■ **WHAT TO DO**
Restate the records in full, keeping every word as it is.

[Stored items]
PR #587, opened 2014-05-23
Default DOKKU_ROOT to ~dokku if unspecified

cconstantine:
Our system puts user's home directory in a non-standard place.  Instead of being forced to set the DOKKU_ROOT to this new place, default to trying to get the dokku user's home directory via ~dokku.

Depends on this pull request in sshcommand: https://github.com/progrium/sshcommand/pull/10


josegonzalez:
Closing as #861 is open (and progrium/sshcommand#10 has been merged). Thanks for the original PR!

PR #592, opened 2014-05-28
Refactor core into plugins with command and subcommand scripts

stuartpb:
This change makes the mapping of plugins to commands in Dokku significantly more consistent, giving each existing Dokku command its own plugin, and each plugin a dedicated location for a provided command and/or subcommands.

Beyond the navigational advantages, this allows individual commands / components of Dokku to be disabled or overridden at the plugin level, without having to muck around patching scripts that provide unrelated commands.

## Commands and subcommands

"command" scripts, like a hook, are executed when the name of a plugin is
called: for instance, "dokku build" calls the "build" plugin's "command"
script (plugins/build/command).

"subcommand" scripts are called for subcommands of plugins, as namespaced with
a colon: for example, "dokku backup:export" calls the "export" subcommand
script of the "backup" plugin (plugins/backup/subcommands/export).

Plugins that do not use their name for commands/subcommands (such as the git plugin, or plugins that wrap other commands) can continue to use the "commands" hook, which remains fully supported and backward-compatible.

## Updates to documentation

Each plugin / command gets a README describing its purpose and implementation.

Additionally, the "help" text describing its commands' usage is moved out to a separate "help.txt" file, which is then read and (potentially) columnized when running the "help" command.

This commit also removes the "warning" in the plugins directory - Dokku's stability, hooks and all, is
covered by the main Dokku README.

## Miscellany

This commit also removes the nginx-vhosts plugin's functionally-empty "commands" hook script, for clarity and cleanliness.

(This is effectively a resubmission of #458, as it was remade after taking #312 into account, squashed and rebased onto the current master.)


michaelshobbs:
@josegonzalez for whatever reason this seems cleaner I like the idea of moving commands into plugins but I'm not completely sold on the premise to restructure subcommands. Thoughts?

stuartpb:
For what it's worth, this subcommand structure is how [Plushu](https://github.com/plushu/plushu) has been working since the beginning, and it's worked just fine over the course of six months and ~50 plugins.

michaelshobbs:
@stuartpb the intention of my comment was not meant to judge the functionality of this structure. Instead, I'd like to understand the reasoning behind it. 

dokku currently has all commands tucked away in a single commands file per plugin. To me that seems, very neat, concise, and makes it dead simple to execute against.

i.e.
```
for script in $PLUGIN_PATH/*/commands; do
  set +e; $script "$@" ; exit_code=$? ; set -e
  if [ "$exit_code" -eq "$DOKKU_NOT_IMPLEMENTED_EXIT" ]; then
    continue
  fi

  implemented=1
  if [ "$exit_code" -ne "$DOKKU_VALID_EXIT" ]; then
    exit $exit_code
  fi
done
```

Rather than
```
if [ -z $DOKKU_NO_COMMAND ]; then
  if [ -x $PLUGIN_PATH/$1/command ]; then
    "$PLUGIN_PATH/$1/command" "$@"
  elif [ -x $PLUGIN_PATH/${1%%:*}/subcommands/${1#*:} ]; then
    "$PLUGIN_PATH/${1%%:*}/subcommands/${1#*:}" "$@"
  fi
fi
```

Since I lack the understanding of the additional benefits, its seems to just be personal preference and the former is easier to understand for me than the latter. 

Can you clarify why the subcommand pattern (i.e. `$PLUGIN_PATH/*/subcommands/$command`) is versus the current `commands` file pattern?

stuartpb:
The big win that I've seen in Plushu is that there's way less non-deterministic boilerplate in each plugin. On top of making it *way easier* to spin up new plugins, when you don't have *every plugin* sticking its thumbs in the command parser, there's way less opportunity for a bug in a one-off plugin to break every other plugin in the system.

michaelshobbs:
Can you give an example?

stuartpb:
An example of one plugin needlessly breaking command handling for every other plugin? Say `plugins/a-lousy-plugin/commands` has a bug that causes it to sporadically exit early, with a status code that is not `$DOKKU_NOT_IMPLEMENTED_EXIT`. Every time that happens, *every other plugin's commands* are skipped.

stuartpb:
Or, say that its name starts with `w`, and it makes this error *every time*. Now, plugins with names that sort alphabetically lower than `w` (anything starting with `x`, `y`, or `z`) will never be reached - but you never realize it during normal operation, until the day you install a plugin like `zero-conf`.

michaelshobbs:
Ah that completely makes sense and this implementation bypasses that because you are executing the plugin command directly instead of iterating and executing every plugin's commands file every time you attempt to run any command. Got it. Thanks!

josegonzalez:
@michaelshobbs thoughts on this PR, or ideas we can/should pull from it?

michaelshobbs:
Yeah I think we can/should use this pattern. I can take a swing at it. Let's leave this open for now.

josegonzalez:
Closing as #1039 is open. Thanks for your initial work @stuartpb !

PR #653, opened 2014-08-12
Added restart command.

cameron-martin:
This does a release, then a deploy. This pattern is used a few times throughout the code, and it is helpful to have an explicit command for it so that users can run it.


iamale:
+1

PR #702, opened 2014-10-02
Allows config:set to set parameters values with spaces

### LINKED ISSUE #482: Can't use config:set to set parameters values with spaces
There does not seem to be any combination of escaping which works with v0.2.2 for using config:set with a value with spaces, ex:

```
sudo dokku config:set myapp JAVA_OPTS="-Xmx1024m -Xms256m"
sudo dokku config:set myapp "JAVA_OPTS=-Xmx1024m -Xms256m"
sudo dokku config:set myapp 'JAVA_OPTS="-Xmx1024m -Xms256m"'
```

etc.

There's a bunch of logic in plugins/config/commands which uses whitespace or space characters as break points

jazzzz:
This fixes #482, and there is a test.

### DIFF
--- a/dokku
+++ b/dokku
@@ -12,6 +12,12 @@ if [[ $(id -un) != "dokku" && $1 != "plugins-install" ]]; then
   exit
 fi
 
+if [[ -n "$SSH_ORIGINAL_COMMAND" ]]; then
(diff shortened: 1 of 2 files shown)


kilianc:
+1 on this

■ **TASK OUTPUT**
PR #587, opened 2014-05-23
Default DOKKU_ROOT to ~dokku if unspecified

cconstantine:
Our system puts user's home directory in a non-standard place.  Instead of being forced to set the DOKKU_ROOT to this new place, default to trying to get the dokku user's home directory via ~dokku.

Depends on this pull request in sshcommand: https://github.com/progrium/sshcommand/pull/10


josegonzalez:
Closing as #861 is open (and progrium/sshcommand#10 has been merged). Thanks for the original PR!

PR #592, opened 2014-05-28
Refactor core into plugins with command and subcommand scripts

stuartpb:
This change makes the mapping of plugins to commands in Dokku significantly more consistent, giving each existing Dokku command its own plugin, and each plugin a dedicated location for a provided command and/or subcommands.

Beyond the navigational advantages, this allows individual commands / components of Dokku to be disabled or overridden at the plugin level, without having to muck around patching scripts that provide unrelated commands.

## Commands and subcommands

"command" scripts, like a hook, are executed when the name of a plugin is
called: for instance, "dokku build" calls the "build" plugin's "command"
script (plugins/build/command).

"subcommand" scripts are called for subcommands of plugins, as namespaced with
a colon: for example, "dokku backup:export" calls the "export" subcommand
script of the "backup" plugin (plugins/backup/subcommands/export).

Plugins that do not use their name for commands/subcommands (such as the git plugin, or plugins that wrap other commands) can continue to use the "commands" hook, which remains fully supported and backward-compatible.

## Updates to documentation

Each plugin / command gets a README describing its purpose and implementation.

Additionally, the "help" text describing its commands' usage is moved out to a separate "help.txt" file, which is then read and (potentially) columnized when running the "help" command.

This commit also removes the "warning" in the plugins directory - Dokku's stability, hooks and all, is
covered by the main Dokku README.

## Miscellany

This commit also removes the nginx-vhosts plugin's functionally-empty "commands" hook script, for clarity and cleanliness.

(This is effectively a resubmission of #458, as it was remade after taking #312 into account, squashed and rebased onto the current master.)


michaelshobbs:
@josegonzalez for whatever reason this seems cleaner I like the idea of moving commands into plugins but I'm not completely sold on the premise to restructure subcommands. Thoughts?

stuartpb:
For what it's worth, this subcommand structure is how [Plushu](https://github.com/plushu/plushu) has been working since the beginning, and it's worked just fine over the course of six months and ~50 plugins.

michaelshobbs:
@stuartpb the intention of my comment was not meant to judge the functionality of this structure. Instead, I'd like to understand the reasoning behind it. 

dokku currently has all commands tucked away in a single commands file per plugin. To me that seems, very neat, concise, and makes it dead simple to execute against.

i.e.
```
for script in $PLUGIN_PATH/*/commands; do
  set +e; $script "$@" ; exit_code=$? ; set -e
  if [ "$exit_code" -eq "$DOKKU_NOT_IMPLEMENTED_EXIT" ]; then
    continue
  fi

  implemented=1
  if [ "$exit_code" -ne "$DOKKU_VALID_EXIT" ]; then
    exit $exit_code
  fi
done
```

Rather than
```
if [ -z $DOKKU_NO_COMMAND ]; then
  if [ -x $PLUGIN_PATH/$1/command ]; then
    "$PLUGIN_PATH/$1/command" "$@"
  elif [ -x $PLUGIN_PATH/${1%%:*}/subcommands/${1#*:} ]; then
    "$PLUGIN_PATH/${1%%:*}/subcommands/${1#*:}" "$@"
  fi
fi
```

Since I lack the understanding of the additional benefits, its seems to just be personal preference and the former is easier to understand for me than the latter. 

Can you clarify why the subcommand pattern (i.e. `$PLUGIN_PATH/*/subcommands/$command`) is versus the current `commands` file pattern?

stuartpb:
The big win that I've seen in Plushu is that there's way less non-deterministic boilerplate in each plugin. On top of making it *way easier* to spin up new plugins, when you don't have *every plugin* sticking its thumbs in the command parser, there's way less opportunity for a bug in a one-off plugin to break every other plugin in the system.

michaelshobbs:
Can you give an example?

stuartpb:
An example of one plugin needlessly breaking command handling for every other plugin? Say `plugins/a-lousy-plugin/commands` has a bug that causes it to sporadically exit early, with a status code that is not `$DOKKU_NOT_IMPLEMENTED_EXIT`. Every time that happens, *every other plugin's commands* are skipped.

stuartpb:
Or, say that its name starts with `w`, and it makes this error *every time*. Now, plugins with names that sort alphabetically lower than `w` (anything starting with `x`, `y`, or `z`) will never be reached - but you never realize it during normal operation, until the day you install a plugin like `zero-conf`.

michaelshobbs:
Ah that completely makes sense and this implementation bypasses that because you are executing the plugin command directly instead of iterating and executing every plugin's commands file every time you attempt to run any command. Got it. Thanks!

josegonzalez:
@michaelshobbs thoughts on this PR, or ideas we can/should pull from it?

michaelshobbs:
Yeah I think we can/should use this pattern. I can take a swing at it. Let's leave this open for now.

josegonzalez:
Closing as #1039 is open. Thanks for your initial work @stuartpb !

PR #653, opened 2014-08-12
Added restart command.

cameron-martin:
This does a release, then a deploy. This pattern is used a few times throughout the code, and it is helpful to have an explicit command for it so that users can run it.


iamale:
+1

PR #702, opened 2014-10-02
Allows config:set to set parameters values with spaces

### LINKED ISSUE #482: Can't use config:set to set parameters values with spaces
There does not seem to be any combination of escaping which works with v0.2.2 for using config:set with a value with spaces, ex:

```
sudo dokku config:set myapp JAVA_OPTS="-Xmx1024m -Xms256m"
sudo dokku config:set myapp "JAVA_OPTS=-Xmx1024m -Xms256m"
sudo dokku config:set myapp 'JAVA_OPTS="-Xmx1024m -Xms256m"'
```

etc.

There's a bunch of logic in plugins/config/commands which uses whitespace or space characters as break points

jazzzz:
This fixes #482, and there is a test.

### DIFF
--- a/dokku
+++ b/dokku
@@ -12,6 +12,12 @@ if [[ $(id -un) != "dokku" && $1 != "plugins-install" ]]; then
   exit
 fi
 
+if [[ -n "$SSH_ORIGINAL_COMMAND" ]]; then
(diff shortened: 1 of 2 files shown)


kilianc:
+1 on this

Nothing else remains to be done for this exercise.